コーディングに特化した翻訳サービスであるcodicのAPIを用いて、Rubyスクリプトから翻訳を行う。翻訳作業をコマンド化し、手軽に利用できるようにする。

codicには各種エディタから利用できるプラグインなどが既にいくつか存在するが、個人的にどれもしっくり来なかったり、機能過剰だったりしたので、自分でAPIを利用して作ってみることにする。

前提

以下のシステム構成で開発、動作確認済み

要素 バージョン
debian 8.6
ruby 2.2.2

成果物

今回開発したツールは以下のリポジトリから取得可能。導入方法はReadme参照
https://github.com/Sa2Knight/codic-ruby

codicについて

codicとは

codicは、プログラマー・システムエンジニアのためのネーミングツール。私含め英語弱者なプログラマは、クラス名、関数名、変数名などの識別子の命名に苦労することが多々ある。

codicはそれをサポートするツールで、日本語で識別子の概要を入力すると、それなりに適した英語に翻訳してくれる。
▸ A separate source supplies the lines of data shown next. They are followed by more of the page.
PR #3699, opened 2024-02-11
Add help information printing for a specific subcommand

### LINKED ISSUE #3694: Subcommand help doesn't work
### Description of the bug:

`carbon help` says "you can pass a specific subcommand to the `help` subcommand to get details about its usage", but that doesn't seem to work.

`bazel run toolchain/driver:carbon help compile`

I expected it to print an explanation of the `compile` subcommand.

### What actually happened?

It printed "ERROR: Found unexpected positional argument or subcommand: 'compile'".

_No response_

clavin:
The `command_library` provides functionality for end users to query documentation and help information about commands through the command line interface itself. At present, this is implemented as:

* A flag, `--help`, on every command
* A meta subcommand, `help`, on every command that has other subcommands

To match with common functionality in other command line interfaces, this PR amends the `help` meta subcommand to accept an optional positional string argument. This argument specifies which subcommand to print help information for. When not specified, the present behavior is maintained, printing the help information for its parent command.

A potentially unexpected consequence of this implementation is that you can query for help on meta subcommands as well: `help help` is a valid input which prints the help information about the `help` meta subcommand (e.g., same for `version`). I don't see any harm in this behavior so I chose not to explicitly prevent it, but I'm open to preventing it if deemed unwanted. (I'm also happy to workshop the strings in this PR.)

Closes #3694.

#### Before

```
$ carbon help compile
```
```
ERROR: Found unexpected positional argument or subcommand: 'compile'
```

#### After

```
$ carbon help compile
```
```
Compile Carbon source code.

This subcommand runs the Carbon compiler over input source code, checking it for errors and producing the requested output.

Error messages are written to the standard error stream.

Different phases of the compiler can be selected to run, and intermediate state can be written to standard output as these phases progress.

Subcommand 'compile' usage:
  carbon [-v] compile [OPTIONS] <FILE>...

...
```

### DIFF
--- a/common/command_line.cpp
+++ b/common/command_line.cpp
@@ -92,6 +92,8 @@ class MetaPrinter {
   void RegisterWithCommand(const Command& command, CommandBuilder& builder);
 
   void PrintHelp(const Command& command) const;
+  void PrintHelpForSubcommandName(const Command& command,
+                                  llvm::StringRef subcommand_name) const;
   void PrintVersion(const Command& command) const;
   void PrintSubcommands(const Command& command) const;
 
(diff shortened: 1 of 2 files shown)


chandlerc (approved):
Awesome chango! Thanks for the contribution!

PR #3700, opened 2024-02-12
Add 'let' handling for ImportRefUsed.

jonmeow:
- File::StringifyTypeExpr now has a case that hits the ImportRefUsed TODO, so implementing that. I think the `static` approach will be helpful in ensuring there aren't access bugs, particularly when future support is added.

- `let` wasn't adding to exports because it doesn't use `decl_name_stack` the way `var` does. This now adds to exports, but we might want to unify logic for issues such as this.

- BuildImportRefUsedValueRepr is now called for another inst kind, and it seemed like calling back to BuildValueRepr was the best way to resolve this. I don't *think* that's going to cause recursion.

### DIFF
--- a/toolchain/check/context.cpp
+++ b/toolchain/check/context.cpp
@@ -712,17 +712,9 @@ class TypeCompleter {
     return value_rep;
   };
 
-  auto BuildImportRefUsedValueRepr(SemIR::TypeId type_id,
-                                   SemIR::ImportRefUsed import_ref) const
-      -> SemIR::ValueRepr {
-    CARBON_CHECK(import_ref.inst_id.is_builtin())
-        << "TODO: Handle non-builtin ImportRefUsed cases, such as functions, "
-           "classes, and interfaces";
-
-    const auto& import_ir = context_.import_irs().Get(import_ref.ir_id);
-    auto import_inst = import_ir->insts().Get(import_ref.inst_id);
-
-    switch (import_inst.As<SemIR::Builtin>().builtin_kind) {
+  auto BuildBuiltinValueRepr(SemIR::TypeId type_id,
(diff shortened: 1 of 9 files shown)


toolchain/check/context.cpp
```diff
@@ -743,6 +735,16 @@ class TypeCompleter {
     llvm_unreachable("All builtin kinds were handled above");
   }
 
+  auto BuildImportRefUsedValueRepr(SemIR::TypeId type_id,
+                                   SemIR::ImportRefUsed import_ref) const
+      -> SemIR::ValueRepr {
+    const auto& import_ir = context_.import_irs().Get(import_ref.ir_id);
+    auto import_inst = import_ir->insts().Get(import_ref.inst_id);
+    CARBON_CHECK(import_inst.kind() != SemIR::InstKind::ImportRefUsed)
+        << "If ImportRefUsed can point at another, this would be recursive.";
```
chandlerc, line 744: My guess is this will come up when re-exporting an import maybe? And then it might be valid to hit that here, but with a different `import_ir` to hop back through the chain? Or maybe that will have a different representation entirely?

(Clearly this isn't about this PR or blocking, just curious about the future here.)

chandlerc (approved):
Nice, and merging. There is a question below, but that's just for discussion of future stuff.

toolchain/check/context.cpp
jonmeow: I'm thinking to have this happen the ImportRef may need to be in the export list directly. As a consequence, really it depends on the representation of the re-export. For example, if the re-export is via `alias`, it's likely the instruction we'd see exported is actually the `alias` rather than for the Imports. If you can re-export an entire library, we'd probably just do that by dumping more direct ImportRefs. So this logic might actually not be triggered.

PR #3701, opened 2024-02-13
Implement 'alias' with transparent semantics.

jonmeow:
Adds `BindAlias` with a hybrid of `BindName` and `NameRef` semantics. I think it's slightly closer to `BindName` because it introduces a name, so I'm going more in that direction. This also matches the need for `bind_name_id` with imports on enclosing scopes.

Note, only things that look like a name reference are being allowed on the RHS of `alias`. This includes builtins that look like name references, such as `bool`, but not ones that turn into values underneath, such as `false`.


jonmeow:
Note, another option I could go with for now is that anything on the right must be either a builtin or a name ref, dropping generic expression support. Happy to change, although being able to alias `{.a: i32}` would probably be helpful things that don't work if it's restricted to a name ref. That's about how I reached the template-constant requirement.

chandlerc:
> Note, another option I could go with for now is that anything on the right must be either a builtin or a name ref, dropping generic expression support. Happy to change, although being able to alias `{.a: i32}` would probably be helpful things that don't work if it's restricted to a name ref. That's about how I reached the template-constant requirement.

FWIW, I think making the RHS a name makes sense. Our current provisional [design](https://github.com/carbon-language/carbon-lang/tree/trunk/docs/design#aliases):

> Note that the right-hand side of the equal sign (=) is a name not a value, so alias four = 4; is not allowed. This allows alias to work with entities like namespaces, which aren't values in Carbon.

It's pretty provisional, but seems reasonable to stick to a minimal model for now?

FWIW, I think you could do the template constant thing if you want, w/o really needing anything more than the modifiers we already have I think?

```carbon
let template Flag:! bool = true;
let template OtherFlag:! bool = Flag;
```

That seem reasonable to implement even w/o other forms of `template` support?

jonmeow:
> > Note that the right-hand side of the equal sign (=) is a name not a value, so alias four = 4; is not allowed. This allows alias to work with entities like namespaces, which aren't values in Carbon.
> 
> It's pretty provisional, but seems reasonable to stick to a minimal model for now?

Switching to a nameref then.

Note that does prevent things like `alias MyAlias = MyGenericType(param);`, not sure if that's deliberate.

jonmeow:
> `let template Flag:! bool = true;`

Note, I think `true` and `false` should still work with `alias`. The discussion has been to configure them as choice values, so I'd expect we'll have something along the lines of:

`let template true:! bool = BoolValue.True;`

Then, `alias f = true;` should still be valid, since it's a name reference to a defined constant, rather than a name reference to a literal value. Note, I think this is a little different from integer literal values.

[currently I might leave this failing, but I might treat that more as a bug]

jonmeow:
> That seem reasonable to implement even w/o other forms of `template` support?

I should add, specifically -- I'm trying not to implement parsing for `template` in `var` or `let`. These are divergent implementations and while I think the intent is to work towards pattern binding support, that's not something I think is feasible in a similar time span as to `alias`, particularly with zygoloid out.

toolchain/parse/state.def
```diff
@@ -672,6 +677,35 @@ CARBON_PARSE_STATE(NamespaceFinish)
 //   (state done)
 CARBON_PARSE_STATE(Package)
 
+// Handles `alias`.
```
josh11b:
```suggestion
// Handles `alias` after the introducer.
```

toolchain/parse/state.def
```diff
@@ -672,6 +677,35 @@ CARBON_PARSE_STATE(NamespaceFinish)
...
+//
+// alias ...
+//      ^
+//   1. DeclNameAndParamsAsNone
+//   2. AliasInitializer
+CARBON_PARSE_STATE(Alias)
+
+// Handles `alias`.
```
josh11b:
```suggestion
// Handles the part after `=` of `alias`.
```
or
```suggestion
// Handles `alias` after the name.
```

toolchain/parse/state.def
```diff
@@ -672,6 +677,35 @@ CARBON_PARSE_STATE(NamespaceFinish)
...
+//
+// alias ... = ... ;
+//           ^
+//   1. Expression
+//   2. AliasFinish
+//
+// alias ???
+//       ^
+//   (state done)
+CARBON_PARSE_STATE(AliasInitializer)
```
josh11b: I'm wondering if there is a better name than "initializer" here, since this isn't just the initial value. Maybe `AliasAssignment` or `AliasSource`?

toolchain/parse/state.def
```diff
@@ -672,6 +677,35 @@ CARBON_PARSE_STATE(NamespaceFinish)
...
+
+// Handles `alias` after the name.
```
josh11b:
```suggestion
// Concludes `alias` declarations.
```

toolchain/parse/state.def
```diff
@@ -672,6 +677,35 @@ CARBON_PARSE_STATE(NamespaceFinish)
...
+//      ^
+//   1. DeclNameAndParamsAsNone
+//   2. AliasInitializer
+CARBON_PARSE_STATE(Alias)
+
+// Handles `alias`.
+//
+// alias ... = ... ;
+//           ^
+//   1. Expression
```
josh11b: I see both `Expression` and `Expr` in this file, but `Expr` looks to be correct. This is probably a result me incompletely renaming "expression" in comments.

```suggestion
//   1. Expr
```

toolchain/parse/testdata/alias/fail_syntax.carbon
```diff
@@ -0,0 +1,99 @@
...
+// CHECK:STDERR: fail_syntax.carbon:[[@LINE+3]]:8: ERROR: `alias` requires a `=` for the source.
+// CHECK:STDERR: alias a;
+// CHECK:STDERR:        ^
+alias a;
+
+// CHECK:STDERR: fail_syntax.carbon:[[@LINE+3]]:7: ERROR: `alias` introducer should be followed by a name.
+// CHECK:STDERR: alias =;
+// CHECK:STDERR:       ^
+alias =;
+
```
josh11b, line 31:
```suggestion

alias a = b c d;
```

toolchain/check/handle_alias.cpp
```diff
@@ -0,0 +1,70 @@
...
+  return true;
+}
+
+auto HandleAlias(Context& context, Parse::AliasId /*parse_node*/) -> bool {
+  auto [expr_node, expr_id] = context.node_stack().PopExprWithParseNode();
+
+  auto name_context = context.decl_name_stack().FinishName();
+
+  LimitModifiersOnDecl(context, KeywordModifierSet::None,
+                       Lex::TokenKind::Namespace);
```
josh11b:
```suggestion
                       Lex::TokenKind::Alias);
```

Please add a test that uses modifiers.

toolchain/check/handle_alias.cpp
```diff
@@ -0,0 +1,70 @@
...
+  context.decl_state_stack().Pop(DeclState::Alias);
```
josh11b: I suspect we'll want to at least support access modifiers.
```suggestion
  LimitModifiersOnDecl(context, KeywordModifierSet::Access,
                       Lex::TokenKind::Namespace);
   if (!!(modifiers & KeywordModifierSet::Access)) {
    context.TODO(context.decl_state_stack().innermost().saw_access_modifier,
                 "access modifier");
  }
  context.decl_state_stack().Pop(DeclState::Alias);
```

toolchain/check/handle_alias.cpp
```diff
@@ -0,0 +1,70 @@
...
+    // Type (`bool`) and value (`false`) literals provided by the builtin
+    // structure should be turned into name references.
+    // TODO: Look into handling `false`, this doesn't do it right now because it
+    // sees a value instruction instead of a builtin.
+    alias_id = context.AddInst(
+        {name_context.parse_node,
+         SemIR::BindAlias{context.insts().Get(expr_id).type_id(), bind_name_id,
+                          expr_id}});
+  } else if (auto inst = context.insts().TryGetAs<SemIR::NameRef>(expr_id)) {
+    // Pass through name references, albeit changing the name in use.
```
josh11b, line 55: Can we have a test that shows the error message for:
```
let a: i32 = 1;
alias b = a;
let c: b = 2;
```
?

toolchain/check/handle_alias.cpp
```diff
@@ -0,0 +1,70 @@
...
+
+auto HandleAliasInitializer(Context& /*context*/,
+                            Parse::AliasInitializerId /*parse_node*/) -> bool {
+  return true;
+}
+
+auto HandleAlias(Context& context, Parse::AliasId /*parse_node*/) -> bool {
+  auto [expr_node, expr_id] = context.node_stack().PopExprWithParseNode();
+
+  auto name_context = context.decl_name_stack().FinishName();
```
josh11b, line 29: Can we have some tests showing name conflicts with aliases? Like:
```
alias a = i32;
var a: i32 = 1;

var b: i32 = 2;
alias b = i32;
```

toolchain/check/testdata/namespace/fail_decl_in_alias.carbon
```diff
@@ -0,0 +1,38 @@
...
+
+alias ns = NS;
+
+// CHECK:STDERR: fail_decl_in_alias.carbon:[[@LINE+6]]:7: ERROR: Name qualifiers are only allowed for entities that provide a scope.
+// CHECK:STDERR: fn ns.A() -> i32 { return 0; }
+// CHECK:STDERR:       ^
+// CHECK:STDERR: fail_decl_in_alias.carbon:[[@LINE+3]]:4: Non-scope entity referenced here.
+// CHECK:STDERR: fn ns.A() -> i32 { return 0; }
+// CHECK:STDERR:    ^~
+fn ns.A() -> i32 { return 0; }
```
josh11b, line 18: Why is this an error?

toolchain/parse/state.def
jonmeow: Done

toolchain/parse/state.def
jonmeow: Done

toolchain/parse/state.def
jonmeow: Done

toolchain/parse/state.def
jonmeow: I think we should probably be using "initializer" for consistency, in the same way that we'd probably call the thing for `let` an initializer even though it isn't can't be changed after initialization.

However, this at least I'll switch to AfterName since it's really including the `=`.

toolchain/parse/state.def
jonmeow: Going with:

```
// Handles `alias` parsing at the end.
```

I'm trying to be consistent with other similar comments:

> // Handles `var` parsing at the end.
> // Handles `let` parsing at the end.

toolchain/parse/testdata/alias/fail_syntax.carbon
jonmeow: Done

toolchain/check/handle_alias.cpp
jonmeow: Done

toolchain/check/handle_alias.cpp
jonmeow: Done

toolchain/check/handle_alias.cpp
jonmeow: Done

toolchain/check/testdata/namespace/fail_decl_in_alias.carbon
jonmeow: Stemming from some recollections in explorer discussion, aliases are not supported when declaring names. This is WAI even if the error isn't easy to understand.

toolchain/check/handle_alias.cpp
jonmeow: Added fail_alias_misuse (suggestions welcome for a better name, I'm not sure what feature you're trying to test with this)

josh11b: I was expecting to see an error that either said `a` or `b` (and I wasn't sure which would happen), but it turns out that is a bad example.

toolchain/check/testdata/namespace/fail_decl_in_alias.carbon
josh11b: Could you add a comment explaining then, please, since this wasn't what I expected? (No need to change the semantics until we have a spec for what `alias` does.)

josh11b (approved):

toolchain/check/handle_alias.cpp
jonmeow: Okay, renaming to "fail_aliased_name_in_error`

toolchain/check/testdata/namespace/fail_decl_in_alias.carbon
jonmeow: Done

PR #3703, opened 2024-02-14
Add import handling for FunctionDecl

jonmeow:
This works by creating a faux FunctionDecl in the context of the current IR, which seems to be working for function calls. Deduced params are there, but won't really be tested until classes are up and running. Also I may need to look further at return_slot_id to ensure it's working. But the basics, I think, are here.

Reorganizes some other ImportRef work from `has_unresolved` that'd relied on manual calls to a more detection-based `HasUnresolved` approach that doesn't require as much checking.


toolchain/check/import_ref.cpp
```diff
@@ -73,8 +73,25 @@ class ImportRefResolver {
...
+      SemIR::NameScopeId::Invalid;
+
+  // Returns true if new unresolved constants were found.
+  //
+  // At the start of a function, do:
+  //   auto initial_work = work_stack_.size();
+  // Then when determining:
+  //   if (HasUnresolved(initial_work)) { ... }
+  auto HasUnresolved(size_t initial_work) -> bool {
+    CARBON_CHECK(initial_work <= work_stack_.size());
```
geoffromer: Could this have an error message? It wasn't quite clear to me what a failure here would mean.

toolchain/check/import_ref.cpp
```diff
@@ -73,8 +73,25 @@ class ImportRefResolver {
...
+    return initial_work < work_stack_.size();
+  }
+
+  // Returns the ConstantId for an InstId. Adds it to the stack and sets
+  // has_unresolved to true if it's not ready.
```
geoffromer: What is has_unresolved?

toolchain/check/import_ref.cpp
```diff
@@ -83,12 +100,56 @@ class ImportRefResolver {
...
+    const_ids.reserve(param_refs.size());
+    for (auto inst_id : param_refs) {
+      const_ids.push_back(
+          GetConstantId(import_ir_.insts().Get(inst_id).type_id()));
+    }
+    return const_ids;
+  }
+
+  // Given a param_refs_id and const_ids from GetParamConstantIds, returns a
+  // version localized to the current IR.
```
geoffromer:
```suggestion
  // version of param_refs_id localized to the current IR.
```

toolchain/check/import_ref.cpp
```diff
@@ -83,12 +100,56 @@ class ImportRefResolver {
...
+    llvm::SmallVector<SemIR::ConstantId> const_ids;
+    const_ids.reserve(param_refs.size());
+    for (auto inst_id : param_refs) {
+      const_ids.push_back(
+          GetConstantId(import_ir_.insts().Get(inst_id).type_id()));
+    }
+    return const_ids;
+  }
+
+  // Given a param_refs_id and const_ids from GetParamConstantIds, returns a
```
geoffromer: Would it work to have this function call `GetParamConstantIds`, rather than having the caller do it? Might it even make sense to inline `GetParamConstantIds` into the body of this function?

toolchain/check/import_ref.cpp
```diff
@@ -83,12 +100,56 @@ class ImportRefResolver {
...
-  // Returns the ConstantId for a TypeId, or adds it to the stack and
-  // returns Invalid if the ConstantId is not ready.
+  // Returns the ConstantId for a TypeId. Adds it to the stack and sets
+  // has_unresolved to true if it's not ready.
   auto GetConstantId(SemIR::TypeId type_id) -> SemIR::ConstantId {
     return GetConstantId(import_ir_.types().GetInstId(type_id));
   }
 
+  // Given a param_refs_id, returns the necessary constants to convert it. Sets
+  // has_unresolved to true if any aren't ready.
```
geoffromer:
```suggestion
  // Returns the ConstantId for the type of each parameter in the parameter list param_refs_id, in order. Sets
  // has_unresolved to true if any aren't ready.
```

That's just a guess; it may be inaccurate. The main point of my suggestion is to clarify what the return value means (rather than what it's used for), and in particular to make it explicit that the elements of the return value correspond to the parameters.

toolchain/check/import_ref.cpp
```diff
@@ -83,12 +100,56 @@ class ImportRefResolver {
...
+    for (auto [ref_id, const_id] : llvm::zip(param_refs, const_ids)) {
+      new_param_refs.push_back(context_.AddInstInNoBlock(
+          {SemIR::ImportRefUsed{context_.GetTypeIdForTypeConstant(const_id),
+                                import_ir_id_, ref_id}}));
+    }
+    return context_.inst_blocks().Add(new_param_refs);
+  }
+
+  // Translates a NameId from the import IR to a local NameId.
+  auto GetNameId(SemIR::NameId name_id) -> SemIR::NameId {
```
geoffromer: Maybe call this `GetLocalNameId` or something like that?

As a less important suggestion along the same lines, maybe call the parameter `imported_name_id`?

toolchain/check/import_ref.cpp
```diff
@@ -83,12 +100,56 @@ class ImportRefResolver {
...
   }
 
+  // Given a param_refs_id, returns the necessary constants to convert it. Sets
+  // has_unresolved to true if any aren't ready.
+  auto GetParamConstantIds(SemIR::InstBlockId param_refs_id)
+      -> llvm::SmallVector<SemIR::ConstantId> {
+    if (param_refs_id == SemIR::InstBlockId::Empty) {
+      return {};
+    }
+    const auto& param_refs = import_ir_.inst_blocks().Get(param_refs_id);
```
geoffromer, line 117: The style guide [says](https://google.github.io/styleguide/cppguide.html#Type_deduction) "Use type deduction only if it makes the code clearer to readers who aren't familiar with the project, or if it makes the code safer". This code would have been clearer to me if this type was explicit.

toolchain/check/import_ref.cpp
```diff
@@ -83,12 +100,56 @@ class ImportRefResolver {
...
+
+  // Given a param_refs_id and const_ids from GetParamConstantIds, returns a
+  // version localized to the current IR.
+  auto GetParamRefsId(SemIR::InstBlockId param_refs_id,
+                      const llvm::SmallVector<SemIR::ConstantId>& const_ids)
+      -> SemIR::InstBlockId {
+    if (param_refs_id == SemIR::InstBlockId::Empty) {
+      return SemIR::InstBlockId::Empty;
+    }
+    const auto& param_refs = import_ir_.inst_blocks().Get(param_refs_id);
```
geoffromer, line 136: Here again, I think an explicit type would be clearer.

toolchain/check/import_ref.cpp
```diff
@@ -173,35 +235,86 @@ class ImportRefResolver {
         SemIR::ConstType{SemIR::TypeId::TypeType, inner_type_id});
   }
 
+  auto TryResolveTypedInst(SemIR::FunctionDecl inst) -> SemIR::ConstantId {
+    auto initial_work = work_stack_.size();
+    auto type_const_id = GetConstantId(inst.type_id);
+
+    const auto& function = import_ir_.functions().Get(inst.function_id);
```
geoffromer, line 245: Another `auto` that isn't clear to me.

toolchain/check/import_ref.cpp
```diff
@@ -73,8 +73,25 @@ class ImportRefResolver {
...
+  static constexpr SemIR::NameScopeId NoEnclosingScopeForImports =
+      SemIR::NameScopeId::Invalid;
+
+  // Returns true if new unresolved constants were found.
+  //
+  // At the start of a function, do:
+  //   auto initial_work = work_stack_.size();
+  // Then when determining:
+  //   if (HasUnresolved(initial_work)) { ... }
+  auto HasUnresolved(size_t initial_work) -> bool {
```
geoffromer: At the callsite, `HasUnresolved(initial_work)` reads like it means "is any of the initial work still unresolved?". How about something like `HasNewUnresolvedSince`?

toolchain/check/import_ref.cpp
jonmeow: This flow is explained on TryResolveInst

toolchain/check/import_ref.cpp
jonmeow: See https://github.com/carbon-language/carbon-lang/pull/3703/files#r1489964250

toolchain/check/import_ref.cpp
jonmeow: Done.

toolchain/check/import_ref.cpp
jonmeow: has_unresolved is mentioned in the PR description, but I left this behind by mistake. Cleaned up.

toolchain/check/import_ref.cpp
jonmeow: See https://github.com/carbon-language/carbon-lang/pull/3703/files#r1489964250

toolchain/check/import_ref.cpp
jonmeow: I believe this has been discussed several times, e.g. here on #toolchain:
https://discord.com/channels/655572317891461132/655578254970716160/1169674453932851210

This is the coding style we've been using on the toolchain, and if you look, you'll find a lot of equivalent code. If you're in disagreement with this style, would you be okay bringing this up on either #style or #toolchain and proposing changes separate from this PR?

toolchain/check/import_ref.cpp

toolchain/check/import_ref.cpp
jonmeow: Sure, added local before all the functions, renamed to import_name_id.

toolchain/check/import_ref.cpp
jonmeow: Rephrased, but focusing more on the API (that it's used by the other function) than the implementation (that it's iterating through the refs and only grabs the type, which seems more like an implementation detail).

toolchain/check/import_ref.cpp
jonmeow: Renamed to just "HasNewWork"

toolchain/check/import_ref.cpp
geoffromer: I'm not seeing this change.

toolchain/check/import_ref.cpp
geoffromer: Let me put it a different way: the problem I'm trying to address is that I couldn't make sense of the body of `GetParamRefsId` except by also reading the body of `GetParamConstantIds`. That sort of coupling between the internals of separate functions makes the code substantially harder for me to read, so one of the main things I look for in API comments is that they enable me to reason locally about a single function body at a time.

I see what you're getting at, in the sense that this information is a sort of joint implementation detail of `GetParamConstantIds` and `GetParamRefsId` that can be hidden from the mutual caller that acts as an intermediary, but the contract between them still needs to be documented somewhere. There are ways of doing that while still hiding it from other functions (such as factoring out a separate class that it can be an internal invariant of), but I'm not sure that degree of complexity is necessary here.

toolchain/check/import_ref.cpp
geoffromer: I'm not trying to take a policy position on the toolchain codebase as a whole. All I'm saying is that this code was meaningfully easier for me to understand once I knew the type of this variable, but figuring out that type involved a digression of a couple of minutes or so while I dug through the layers of indirection. Does the toolchain style have a different way of solving that kind of problem?

jonmeow: Yes, inst_blocks.get returns an inst block. insts.get returns an inst. functions.get returns a function. classes.get returns a class. etc etc etc

Note, this is what I'm describing on the discord thread that I linked to. I understand you might not be trying to argue a policy position, but this is a codebase style we've been using and I think disagreements with the approach shouldn't be handled in isolation.

toolchain/check/import_ref.cpp
jonmeow: Sorry, my mistake -- fixed.

toolchain/check/import_ref.cpp
jonmeow: I've tried rephrasing this again, can you take another look?

toolchain/check/import_ref.cpp
geoffromer: OK, I've started a discussion in #toolchain.

chandlerc: FWIW, we had a long discussion about this there and in the toolchain sync.

I don't think we have a definitive conclusion, but two takeaways seem particularly relevant here:

1) I think the toolchain code should work to use `auto` or not in a reasonably consistent way. To that end, I think it makes sense to try to address this holistically rather than in cases that happen to show up in PRs. That's not because the cases that show up aren't real and don't cause real cost to the reviewers and readers, but just so we have a plan to be consistent going forward.

2) We're going to try to document the uses of `auto`. Jon has already added the first one to the toolchain doc, and we should add others where needed. As that happens, we can then evaluate that underlying pattern more holistically and decide whether we're comfortable keeping it or we should change the toolchain to use explicit types fairly consistently there.

I think (2) will ensure we don't lose track of this, and I don't think we need to block this review on sorting that out, so let's resolve this thread (and the two others below) and if we need to make a change do so with an update to the doc and working to systematically apply it across the code.

chandlerc (approved):
(Taking over this review as Geoff requested.)

LG overall.

I have some lingering questions about the exact representation we want for imported references, and how they in turn materialize in the SemIR... but I think it's too early to really worry about them. I'd rather get this and a bit more of the import logic in place, and then maybe it makes sense to chat about the overall structure and whether there are any tweaks that make sense?

The core architecture to have an iterative resolver all makes sense and seems important regardless of what tweaks we make to how we represent the end result.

一見すると、Google翻訳などの機械翻訳と変わらないが、codicはコーディングに特化した翻訳を行い、コード内で頻出する単語に特に力を入れていたり、キャメルケースやスネークケースなどのフォーマットを指定することもできるなど、まさにプログラマ向けの翻訳ツールである

codic APIとは

名の通り、codicのサービスをプログラムから実行するためのAPIである。ユーザ登録こそ必要なものの、OAuth認証などの手続きは必要なく、ユーザ登録時に取得できるアクセストークンをリクエストヘッダに付与するだけで手軽に利用できる。本記事では、日本語を投げると英語が返ってくるEngineAPIのみ利用する。

Engine APIとは

Engine APIは、codicのネーミング生成エンジンにアクセスし、ネーミング変換(和英変換)を行う。

シンプルなリクエストとレスポンスは以下の通り

request(日本語はURLエンコードするものとする)

https://api.codic.jp/v1/engine/translate.json?text=得点を取得する&casing=camel

response

[{"successful"=>true,
  "text"=>"得点を取得する",
  "translated_text"=>"getScore",
  "words"=>
   [{"successful"=>true,
     "text"=>"取得する",
     "translated_text"=>"get",
     "candidates"=>
      [{"text"=>"get"},
       {"text"=>"retrieve"},
       {"text"=>"fetch"},
       {"text"=>"obtain"},
       {"text"=>"acquire"},
       {"text"=>"getting"}]},
    {"successful"=>true,
     "text"=>"得点",
     "translated_text"=>"score",
     "candidates"=>[{"text"=>"score"}, {"text"=>"point"}]},
    {"successful"=>true,
     "text"=>"を",
     "translated_text"=>nil,
     "candidates"=>
      [{"text"=>nil},
       {"text"=>"that"},
       {"text"=>"to"},
       {"text"=>"for"},
       {"text"=>"from"},
       {"text"=>"is"},
       {"text"=>"of"}]}]}]

以上のように、エンジンAPIはGETパラメータで翻訳対象の日本語文字列(text)と、出力フォーマット(casing)を指定するだけで利用できる。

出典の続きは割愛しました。